→ Task objective
The task calls for each line of the records below in which the word "production" appears.

*** Opening of Given information ***

PR #5338, opened 2017-05-23
See #3602, slave with multiple masters always reach alive master

oridistor:
### Short description

It's a fix as part of my issue #3602. What this does is the following:

1. Make sure that if an AXFR request was made by a master, this master will be the only possible master to contact (as we know that it lives).
2. Make sure that we pass the randomized master list to the code that asks the master for its zone file, as that way we won't just ask the first master, that might be dead.

### Checklist

I have:
- [X] documented the code

### DIFF
--- a/pdns/slavecommunicator.cc
+++ b/pdns/slavecommunicator.cc
@@ -509,6 +509,19 @@ void CommunicatorClass::addSlaveCheckRequest(const DomainInfo& di, const ComboAd
   Lock l(&d_lock);
   DomainInfo ours = di;
   ours.backend = 0;
+  string remote_address = remote.toString();
+
+  // When adding a check, if the remote addr from which notification was
+  // received is a master, clear all other masters so we can be sure the
+  // query goes to that one.
+  for (const auto& master : ours.masters) {
+    if (master == remote_address) {
+      ours.masters.clear();
+      ours.masters.push_back(remote_address);
+      break;
+    }
+  }
+  d_tocheck.erase(di);
   d_tocheck.insert(ours);
   d_any_sem.post(); // kick the loop!
 }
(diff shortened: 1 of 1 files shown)


pdns/slavecommunicator.cc
```diff
@@ -509,6 +509,19 @@ void CommunicatorClass::addSlaveCheckRequest(const DomainInfo& di, const ComboAd
   Lock l(&d_lock);
   DomainInfo ours = di;
   ours.backend = 0;
+  string remote_address = remote.toString();
+
+  // When adding a check, if the remote addr from which notification was
+  // received is a master, clear all other masters so we can be sure the
+  // query goes to that one.
+  for (vector<string>::iterator it = ours.masters.begin(); it != ours.masters.end(); ++it) {
```
pieterlexis: Please use C++ 2011 for loops `for(const auto& master : ours.masters) { if (master == remote_address) { ... } }`

pdns/slavecommunicator.cc
```diff
@@ -509,6 +509,19 @@ void CommunicatorClass::addSlaveCheckRequest(const DomainInfo& di, const ComboAd
...
+    if (*it == remote_address) {
+	ours.masters.clear();
+        ours.masters.push_back(remote_address);
```
pieterlexis: Can you please fix the indenting?

pieterlexis:
Also, can you first PR this against master if this is relevant?

oridistor:
@pieterlexis so should I open a merge request for master only or for both master and auth-3.4.x?

Habbie:
@oridistor in general, PR against master, and when accepted, then do the backport. Further, note that it is unlikely we will accept this in 3.4.x. It might be nice for 4.0.x though.

oridistor:
@pieterlexis created the new PR with what you requested and a small fix we've seen in our production environment (but never on our QA environment, which is worriesome...) here:
https://github.com/PowerDNS/pdns/pull/5361

@Habbie so there won't be any new version for 3.4.x? I'm asking because we're using 3.4.x at our environment and I wonder if it means we should test upgrading up to the newer versions.

PR #5361, opened 2017-06-01
See #3602, made requests always return to sender, for usage in multi …

oridistor:
…master slave zones. Also - made sure that the master that is questioned for updates will be selected randomly, to prevent repeatidally asking a dead master for updates

### Short description
It's a fix as part of my issue #3602. What this does is the following:

1. Make sure that if an AXFR request was made by a master, this master will be the only possible master to contact (as we know that it lives).
2. Make sure that we pass the randomized master list to the code that asks the master for its zone file, as that way we won't just ask the first master, that might be dead.
3. Make sure that if there is no backend for the DomainInfo (because it was received from packethandler) we make sure it receives it from the Temporary copy (as to not SEGFAULT later on. - This occured on our production, only rarely, but still).

### Checklist

I have:
- [X] documented the code

### DIFF
--- a/pdns/slavecommunicator.cc
+++ b/pdns/slavecommunicator.cc
@@ -710,6 +710,19 @@ void CommunicatorClass::addSlaveCheckRequest(const DomainInfo& di, const ComboAd
   Lock l(&d_lock);
   DomainInfo ours = di;
   ours.backend = 0;
+  string remote_address = remote.toString();
+
+  // When adding a check, if the remote addr from which notification was
+  // received is a master, clear all other masters so we can be sure the
+  // query goes to that one.
+  for (const auto& master : ours.masters) {
+    if (master == remote_address) {
+      ours.masters.clear();
+      ours.masters.push_back(remote_address);
+      break;
+    }
+  }
+  d_tocheck.erase(di);
   d_tocheck.insert(ours);
   d_any_sem.post(); // kick the loop!
 }
@@ -856,10 +869,17 @@ void CommunicatorClass::slaveRefresh(PacketHandler *P)
   time_t now = time(0);
   for(val_t& val :  sdomains) {
     DomainInfo& di(val.di);
+    DomainInfo tempdi;
     // might've come from the packethandler
-    if(!di.backend && !B->getDomainInfo(di.zone, di)) {
+    // Please do not overwrite received DI just to make sure it exists in backend.
+    if(!di.backend) {
+      if (!B->getDomainInfo(di.zone, tempdi)) {
         L<<Logger::Warning<<"Ignore domain "<< di.zone<<" since it has been removed from our backend"<<endl;
         continue;
+      }
+      // Backend for di still doesn't exist and this might cause us to
+      // SEGFAULT on the setFresh command later on
+      di.backend = tempdi.backend;
     }
 
     if(!ssr.d_freshness.count(di.id)) { // If we don't have an answer for the domain


oridistor:
@pieterlexis @Habbie if there is anything more needed to be done so we can merge this in, as the tests have passed on this commit finally, I would be glad to know and take care of them ASAP

pdns/slavecommunicator.cc
```diff
@@ -710,6 +710,19 @@ void CommunicatorClass::addSlaveCheckRequest(const DomainInfo& di, const ComboAd
   Lock l(&d_lock);
   DomainInfo ours = di;
   ours.backend = 0;
+  string remote_address = remote.toString();
+
+  // When adding a check, if the remote addr from which notification was
+  // received is a master, clear all other masters so we can be sure the
+  // query goes to that one.
+  for (const auto& master : ours.masters) {
```
rgacogne: I'm not sure we should remove all other masters. If for some reason like a firewall issue we can receive a `NOTIFY` from a master but are unable to open a `TCP` connection to it for the actual `AXFR` we are stuck. Perhaps we should just move this master to the front of the vector so we try it first, but can still fall back to another master if that doesn't work out?

pdns/slavecommunicator.cc
```diff
@@ -856,10 +869,17 @@ void CommunicatorClass::slaveRefresh(PacketHandler *P)
...
-    if(!di.backend && !B->getDomainInfo(di.zone, di)) {
+    // Please do not overwrite received DI just to make sure it exists in backend.
+    if(!di.backend) {
+      if (!B->getDomainInfo(di.zone, tempdi)) {
         L<<Logger::Warning<<"Ignore domain "<< di.zone<<" since it has been removed from our backend"<<endl;
         continue;
+      }
+      // Backend for di still doesn't exist and this might cause us to
+      // SEGFAULT on the setFresh command later on
+      di.backend = tempdi.backend;
```
rgacogne: Perhaps we should explicitly check that `di.backend` is not `nullptr` after that and bail out otherwise? I don't think `getDomainInfo()` should succeed without setting `DomainInfo::backend` but the check is cheap and would prevent a `nullptr` dereference leading to a crash. And at a quick glance it looks like the `LDAP` backend doesn't set `DomainInfo::backend` in `getDomainInfo()`, but I'll open a separate issue for that.

pdns/slavecommunicator.cc
oridistor: @rgacogne the reason why I do it like this is that later on in the code we randomize the list of ours.masters again and ask a random master if there are any fixes, but in the end it'll still go to the first original master.
By removing all the masters temporarily I make sure that it'll only go back to the notifier, which is safer than the current code that always sends it to the same master.
I do agree that if for some weird reason there is only a one way connection, this thing will cause problems, but I also think that the original code will do a worse job in the case you have stated and we should assume that if a target in our masters list does not answer us it's because it's dead and not blocked.
It should be discouraged to have a master in the list that blocks us by firewall.

pdns/slavecommunicator.cc
oridistor: @rgacogne as I recall, the issue is that we have under the nullptr (at 0) a backend class up and running for the default use case. That's why I didn't check the nullptr because it didn't fix the problem when I tried it on a real use case.

rgacogne: Right, I'm fine with skipping that check since that should not happen in the first place.

pdns/slavecommunicator.cc
rgacogne: Oh, you are right, I missed the shuffling in `SlaveSenderReceiver::send()`. Perhaps it would make sense to remove the shuffling from `SlaveSenderReceiver::send()`, make sure the notifier is the first masters on the list and shuffle the remaining ones? This way we would try the notifier first, which is your original intent and makes sense to me, but we could still fallback to another one if needed?

oridistor: @rgacogne I can try adding that change, but I think that with how "send" is implemented it's redundant, as "send" shuffles the master list in order to check a random master, as it only works on "masters.begin()", meaning shuffling all masters but the first will not change who we address.

Also, I think we can get to the "send" (from slaveRefresh) through a flow that does not go through a notify (and addSlaveCheckRequest), in which case we do want to shuffle the entire list, and not leave the first master as the first master. We are unware in "send" if we got there through "notify" or not.

rgacogne: Oh, you are right, I missed the fact that the `SlaveSenderReceiver::send()` only tries one master even though you did mention it earlier, sorry. In that case your current solution makes sense, although I'm still a bit worried about an asymmetric network issue, but I guess we would need to refactor the code to try more than one master to address it.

*** Close of Given information ***

→ Written answer
@pieterlexis created the new PR with what you requested and a small fix we've seen in our production environment (but never on our QA environment, which is worriesome...) here:
3. Make sure that if there is no backend for the DomainInfo (because it was received from packethandler) we make sure it receives it from the Temporary copy (as to not SEGFAULT later on. - This occured on our production, only rarely, but still).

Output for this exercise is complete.